■ **WORK ORDER**:
In the records, find each line where "version" occurs, and copy it.

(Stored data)
════════════════════
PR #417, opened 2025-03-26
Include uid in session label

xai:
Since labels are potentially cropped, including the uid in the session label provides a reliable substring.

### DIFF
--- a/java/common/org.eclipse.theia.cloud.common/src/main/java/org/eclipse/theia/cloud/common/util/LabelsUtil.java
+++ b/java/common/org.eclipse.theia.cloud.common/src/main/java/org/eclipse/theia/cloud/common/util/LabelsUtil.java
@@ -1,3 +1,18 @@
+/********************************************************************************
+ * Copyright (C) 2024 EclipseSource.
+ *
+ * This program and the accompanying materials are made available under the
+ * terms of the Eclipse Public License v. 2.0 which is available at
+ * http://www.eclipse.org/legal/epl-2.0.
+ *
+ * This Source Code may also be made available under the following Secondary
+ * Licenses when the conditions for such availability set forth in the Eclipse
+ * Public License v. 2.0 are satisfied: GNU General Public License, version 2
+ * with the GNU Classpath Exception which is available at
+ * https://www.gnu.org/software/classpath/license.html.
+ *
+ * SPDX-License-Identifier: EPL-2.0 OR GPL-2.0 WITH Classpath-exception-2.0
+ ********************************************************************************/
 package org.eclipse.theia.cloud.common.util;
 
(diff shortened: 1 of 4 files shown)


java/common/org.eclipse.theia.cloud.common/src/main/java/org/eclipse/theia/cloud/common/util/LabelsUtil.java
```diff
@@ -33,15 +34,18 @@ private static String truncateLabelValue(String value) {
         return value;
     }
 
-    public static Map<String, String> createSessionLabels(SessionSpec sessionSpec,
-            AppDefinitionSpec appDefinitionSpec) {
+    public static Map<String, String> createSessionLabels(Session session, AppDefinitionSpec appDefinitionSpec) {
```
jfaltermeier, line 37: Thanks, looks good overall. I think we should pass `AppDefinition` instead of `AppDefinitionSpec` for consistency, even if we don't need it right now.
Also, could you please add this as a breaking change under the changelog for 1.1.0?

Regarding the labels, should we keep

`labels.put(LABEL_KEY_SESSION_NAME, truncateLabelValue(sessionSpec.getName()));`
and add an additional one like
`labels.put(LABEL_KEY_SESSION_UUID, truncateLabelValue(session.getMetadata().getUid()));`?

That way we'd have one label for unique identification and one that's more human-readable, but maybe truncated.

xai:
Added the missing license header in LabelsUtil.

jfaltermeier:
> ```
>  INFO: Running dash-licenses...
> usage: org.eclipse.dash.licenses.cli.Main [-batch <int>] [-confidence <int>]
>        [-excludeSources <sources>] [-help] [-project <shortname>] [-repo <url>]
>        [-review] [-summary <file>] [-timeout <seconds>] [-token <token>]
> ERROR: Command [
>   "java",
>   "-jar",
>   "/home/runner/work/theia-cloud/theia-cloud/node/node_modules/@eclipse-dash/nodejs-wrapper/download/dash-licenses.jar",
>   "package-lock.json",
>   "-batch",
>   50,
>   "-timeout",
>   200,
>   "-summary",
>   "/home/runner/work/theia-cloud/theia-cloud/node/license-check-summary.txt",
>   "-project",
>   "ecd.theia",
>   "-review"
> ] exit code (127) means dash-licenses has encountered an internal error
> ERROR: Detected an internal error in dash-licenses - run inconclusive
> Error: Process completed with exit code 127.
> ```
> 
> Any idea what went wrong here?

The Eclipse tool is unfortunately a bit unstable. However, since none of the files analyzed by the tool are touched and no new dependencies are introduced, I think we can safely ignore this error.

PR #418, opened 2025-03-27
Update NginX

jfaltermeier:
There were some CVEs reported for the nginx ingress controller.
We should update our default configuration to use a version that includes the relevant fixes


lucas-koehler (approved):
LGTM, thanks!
════════════════════
■ **OUTPUT OF THE TASK**:
+ * Public License v. 2.0 are satisfied: GNU General Public License, version 2
We should update our default configuration to use a version that includes the relevant fixes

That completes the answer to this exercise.